678.The project activities are implemented in schools and municipalities in which there is a great concentration of Roma population, high unemployment rate and low level of education. The involvement in this project of a large number of non-governmental organizations and citizens’ associations, competent institutions and local stakeholders, adds in value and contributes towards its successful implementation.
679.In high schools attended by Roma children, another project has been implemented by the Foundation Open Society Institute - Macedonia entitled “Scholarship and Mentoring Program for Roma Students in High Schools”. In these schools, mentoring teams are created, including teachers of general and professional oriented subject matters, who are tasked to offer assistance and support depending on the personal needs of students. Mainly, this mentoring system has an individual approach; these mentoring teams work individually with every student after the school hours.
680.The objectives of this mentoring system is to offer and provide assistance and support to each student in order to be able to overcome the problems and impediments encountered during his/her schooling and education, to achieve better grades, to improve behavior marks, to reduce absence from school, to raise personal awareness about the necessity of education, to increase the capacity for self-education, to continue the education at higher university level, to ensure socialization and acquisition of working habits, etc.
681.The AESSEK project “Building Bridges” is targeted at achieving a greater social cohesion amongst young people.

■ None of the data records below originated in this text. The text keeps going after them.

PR #290, opened 2025-04-08
Client implementation of Streamable HTTP transport

ihrpr:
Introduces support for streamable http transport on client. Server was implemented in #266 

## TO DO 

- [x] Tests with examples and integration in the stacked PRs

### Follow ups
- Session management
- Refactor auth and make it work with session management
- Examples for client and server
- Integration tests using examples
- Resumability
- Server and client to handle requests returning not only streams but also JSON
- Cancellation for streams
- Client to handle closing stream when all responses are done (bad server case)

### DIFF
--- a/src/client/streamableHttp.ts
+++ b/src/client/streamableHttp.ts
@@ -1,7 +1,7 @@
 import { Transport } from "../shared/transport.js";
 import { JSONRPCMessage, JSONRPCMessageSchema } from "../types.js";
 import { auth, AuthResult, OAuthClientProvider, UnauthorizedError } from "./auth.js";
-import { EventSource, type ErrorEvent, type EventSourceInit } from "eventsource";
+import { type ErrorEvent } from "eventsource";
 
 export class StreamableHTTPError extends Error {
   constructor(
@@ -34,12 +34,7 @@ export type StreamableHTTPClientTransportOptions = {
   authProvider?: OAuthClientProvider;
 
   /**
-   * Customizes the initial SSE request to the server (the request that begins the stream).
-   */
-  eventSourceInit?: EventSourceInit;
-
-  /**
-   * Customizes recurring POST requests to the server.
+   * Customizes HTTP requests to the server.
    */
   requestInit?: RequestInit;
 };
@@ -50,10 +45,9 @@ export type StreamableHTTPClientTransportOptions = {
  * for receiving messages.
  */
 export class StreamableHTTPClientTransport implements Transport {
-  private _eventSource?: EventSource;
+  private _activeStreams: Map<string, ReadableStreamDefaultReader<Uint8Array>> = new Map();
   private _abortController?: AbortController;
   private _url: URL;
-  private _eventSourceInit?: EventSourceInit;
   private _requestInit?: RequestInit;
   private _authProvider?: OAuthClientProvider;
   private _sessionId?: string;
@@ -68,7 +62,6 @@ export class StreamableHTTPClientTransport implements Transport {
     opts?: StreamableHTTPClientTransportOptions,
   ) {
     this._url = url;
-    this._eventSourceInit = opts?.eventSourceInit;
     this._requestInit = opts?.requestInit;
     this._authProvider = opts?.authProvider;
   }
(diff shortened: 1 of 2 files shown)


src/client/streamableHttp.ts
```diff
@@ -0,0 +1,370 @@
...
+        method: 'GET',
+        headers,
+        signal: this._abortController?.signal,
+      });
+
+      if (response.status === 405 || response.status === 404) {
+        // Server doesn't support GET for SSE, which is allowed by the spec
+        // We'll rely on SSE responses to POST requests for communication
+        return;
+      }
```
jspahrsummers: Why are we permitting 404 here? It might be OK, just curious for the rationale.

src/client/streamableHttp.ts
```diff
@@ -0,0 +1,370 @@
...
+        this.onerror?.(error as Error);
+      }
+    }
+    this._activeStreams.clear();
+
+    // Abort any pending requests
+    this._abortController?.abort();
+
+    // If we have a session ID, send a DELETE request to explicitly terminate the session
+    if (this._sessionId) {
```
jspahrsummers: I don't think we want to automatically do this. What if the client process is restarting, for example? We should definitely offer a _way_ to do this, but leave it up to the user when to trigger.

src/client/streamableHttp.ts
```diff
@@ -0,0 +1,370 @@
...
+        const commonHeaders = await this._commonHeaders();
+        const response = await fetch(this._url, {
+          method: "DELETE",
+          headers: commonHeaders,
+          signal: this._abortController?.signal,
+        });
+
+        if (!response.ok) {
+          // Server might respond with 405 if it doesn't support explicit session termination
+          // We don't throw an error in that case
```
jspahrsummers: You might also see a 404 if the session ID has already been deleted on the server side (because the server could clear it at any time).

src/client/streamableHttp.ts
```diff
@@ -0,0 +1,370 @@
...
+      } catch (error) {
+        // We still want to invoke onclose even if the session termination fails
+        this.onerror?.(error as Error);
+      }
+    }
+
+    this.onclose?.();
+  }
+
+  async send(message: JSONRPCMessage | JSONRPCMessage[]): Promise<void> {
```
jspahrsummers, line 216: Let's leave the batching to another PR?

src/client/streamableHttp.ts
```diff
@@ -0,0 +1,370 @@
...
+          return await this._authThenStart();
+        }
+
+        const error = new Error(`Failed to open SSE stream: ${response.status} ${response.statusText}`);
+        this.onerror?.(error);
+        throw error;
+      }
+
+      // Successful connection, handle the SSE stream as a standalone listener
+      const streamId = `initial-${Date.now()}`;
```
jspahrsummers: Why do we need these stream IDs? I can't find any spot where we locate a stream by its ID.

src/client/streamableHttp.ts
```diff
@@ -0,0 +1,370 @@
...
+  async close(): Promise<void> {
+    // Close all active streams
+    for (const reader of this._activeStreams.values()) {
+      try {
+        reader.cancel();
+      } catch (error) {
+        this.onerror?.(error as Error);
+      }
+    }
+    this._activeStreams.clear();
```
jspahrsummers: It might be easier to use a single `AbortController` for the whole object, then pass its `AbortSignal` into all the fetch/SSE calls.

src/client/streamableHttp.ts
```diff
@@ -0,0 +1,370 @@
...
+        return;
+      }
+
+      // Get original message(s) for detecting request IDs
+      const messages = Array.isArray(message) ? message : [message];
+
+      // Extract IDs from request messages for tracking responses
+      const requestIds = messages.filter(msg => 'method' in msg && 'id' in msg)
+        .map(msg => 'id' in msg ? msg.id : undefined)
+        .filter(id => id !== undefined);
```
jspahrsummers, line 267: We may want to close the SSE stream after receiving responses to all these request IDs.

Also, we may want to figure out how to automatically close the stream if all the requests are cancelled (by the client).

jspahrsummers (changes requested):
Can you please refactor to use the [eventsource](https://www.npmjs.com/package/eventsource) package (which we already depend upon)? A lot of this code will be able to be deleted, and I expect that, e.g., resumability will become easier.

src/client/streamableHttp.ts
ihrpr: oh, that's right! I'll remove automatic handling and add to follow ups to implemenet a way for a user to do it

src/client/streamableHttp.ts
```diff
@@ -0,0 +1,370 @@
...
+          }
+        }
+      }
+    } catch (error) {
+      this.onerror?.(error as Error);
+      throw error;
+    }
+  }
+
+  private _handleSseStream(stream: ReadableStream<Uint8Array> | null, streamId: string): void {
```
beaulac: NB: 
`import { EventSourceParserStream } from 'eventsource-parser/stream';`
would take care of a lot of this parsing logic and `eventsource-parser` is already a transitive dependency of existing `eventsource` dependency

beaulac:
@jspahrsummers 
> refactor to use the [eventsource](https://www.npmjs.com/package/eventsource) package

I tried to use eventsource in my own attempts at this, but `EventSource` can only be initialized with GET
Since we are potentially starting a SSE stream from an existing Response stream (since at time of request it's unknown whether it is or isn't an SSE stream) we can't use `EventSource` everywhere directly

src/client/streamableHttp.ts
ihrpr: @beaulac this is great, thank you!

src/client/streamableHttp.ts
ihrpr: intentional as we still need to add support for GET and Auth and the order it should work. Right now it will be rejected for clients that provide session id as it's pre-initialization. Will be addressing it in the follow up.

src/client/streamableHttp.ts
ihrpr: ah, it's already there, I'd just leave it, the full batch support agree, will be a separate PR

src/client/streamableHttp.ts
ihrpr: we use it in the clean up to close all of the sessions

src/client/streamableHttp.ts
ihrpr: we are doing closing on the server side and as we are reading the stream response it's done when the stream reader is done:

```
 const { done, value: event } = await reader.read();
          if (done) {
            this._activeStreams.delete(streamId);
            break;
          }
```

> Also, we may want to figure out how to automatically close the stream if all the requests are cancelled (by the client).

Adding to the follow ups

jspahrsummers: This assumes a well-behaving server, which might not always be the case (e.g., the server might not be using an official SDK, or one of the SDKs may behave differently).

Basically, the client should not assume that the server will close the connection on its own.

src/client/streamableHttp.ts
ihrpr: this was refactored, the implementation was wrong for GET, we need to have a separate method, unlike SSE implementation

src/client/streamableHttp.ts
```diff
@@ -121,32 +119,76 @@ export class StreamableHTTPClientTransport implements Transport {
         signal: this._abortController?.signal,
       });
 
-      if (response.status === 405 || response.status === 404) {
```
jspahrsummers: We still need to handle 405s here, no?

src/client/streamableHttp.ts
ihrpr: good point! adding to follow ups

jspahrsummers (approved):
cool-beans

ALSoryu:
How to implement session management without broker like redis in a distributed scenario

This project is implemented in high schools, involving students of different ethnic backgrounds.
682.Furthermore, the objective of the European Movement Project is to increase the knowledge of high school students about institutions, functions and role of the European Union and other European organizations and institutions.

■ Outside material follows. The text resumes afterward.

PR #292, opened 2025-04-08
Close SSE connection for request in Streamable Http Server implementation

ihrpr:
Fixing connection closing, noticed when writing examples of server and client. When sending POST with list tools request, noticed that the connection still alive. The root cause was that we were looking at `relatedRequestId` instead of `message.id` for the response. Response would not have `relatedRequestId`, only notifications will have it.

683.The OSCE Spillover Monitor Mission to Skopje has been implementing another project concerning the rights of children in elementary schools, involving pupils who attend instructions in V and VI grade in the subject matters history and Macedonian language. Through this project, the pupils are exposed to and learning about children’s rights, and the necessity to respect these rights.
684.In the framework of the project implemented by the Council of Europe, in close cooperation with the Bureau for Education Development, many multicultural clubs have been created in a large number of schools throughout the country, with the principal aim to increase the awareness of students about the need for intercultural understanding and tolerance.
685.The Law on Higher Education of 2000 has affirmed the right of communities to establish private institutions for higher i.e. university level education, which is specifically guaranteed under article 13 of the Framework Convention for the Protection of National Minorities. Accordingly, article 34 of this Law enshrines the right to establish institutions for higher i.e. university level education.
686.In this respect, in 2001 the first private university in the Republic of Macedonia - South Eastern European University (SEEU) in Tetovo was established with support of the international community. The instructions at this University are provided in Albanian, Macedonian and English. The number of students enrolled at this University is constantly increasing, and including the academic year 2003/2004, it amounts to 10.4% of all students who have enrolled at different universities all over the country that year.
687.In July 2003, the Assembly of the Republic of Macedonia enacted the Law on Amending and Supplementing the Law on Higher Education. The law foresees that persons belonging to the communities, for the purposes of expressing, fostering and developing their own identify and community attributes, shall have the right to hold and receive instructions at state universities, following adequate curricula and academic programs, in their own language other than Macedonian, in accordance with this Law and the statute of the university at stake. The State shall provide funding for higher education in the language spoken by at least 20% of the citizens in the Republic of Macedonia.
688.Moreover, these amendments and supplements provide for the instructions at state pedagogical universities, which provide training of teachers in pre-school and elementary school education, as well as the instructions in didactical and methodological subject matters for teachers in secondary school education, to be held in the language of non-majority communities in the Republic of Macedonia. This also implies a duty upon the state to ensure proper funding for these instructions.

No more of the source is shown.